🤖 AI Summary
Large language models (LLMs) generate scientific computing code—such as Fast Fourier Transform (FFT) implementations—lacking formal guarantees on numerical stability, floating-point precision, and algorithmic correctness.
Method: This paper proposes a stepwise semantic lifting approach grounded in an extended SPIRAL framework, integrating symbolic execution with interactive theorem proving (Coq/Isabelle) to systematically lift LLM-generated floating-point code to high-level, mathematically precise specifications. The method explicitly encodes FFT domain knowledge and constraints for faithful floating-point arithmetic semantics.

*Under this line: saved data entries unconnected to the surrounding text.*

Issue #4698, opened 2025-03-11
Containerization of Bloom


ludtkemorgan:
To build and deploy Bloom the code does not have to be containerized. The main reason for this is that it is not a requirement for both local development as well as deploying to Netlify and Heroku.

Not having the system containerized has led to actual issues before, during, and after deployments. Here are a few examples:
* Building the backend on Heroku installs slightly different package versions and a package was accidentally upgraded
* Netlify specific packages stop working and only notice when trying to deploy there
* Issue happening in a deployed environment but not locally

TODO: add more details

PR #4827, opened 2025-04-22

Contribution/Results: It introduces the first semantic lifting pathway tailored to scientific computing kernels. Experiments demonstrate end-to-end lifting of GPT-generated FFT code into verifiable mathematical specifications, with formal verification of both algorithmic equivalence and numerical stability. This establishes a novel paradigm for formally certifying AI-generated scientific software.
📝 Abstract
The rise of automated code generation tools, such as large language models (LLMs), has introduced new challenges in ensuring the correctness and efficiency of scientific software, particularly in complex kernels, where numerical stability, domain-specific optimizations, and precise floating-point arithmetic are critical. We propose a stepwise semantics lifting approach using an extended SPIRAL framework with symbolic execution and theorem proving to statically derive high-level code semantics from LLM-generated kernels. This method establishes a structured path for verifying the source code's correctness via a step-by-step lifting procedure to high-level specification. We conducted preliminary tests on the feasibility of this approach by successfully lifting GPT-generated fast Fourier transform code to high-level specifications.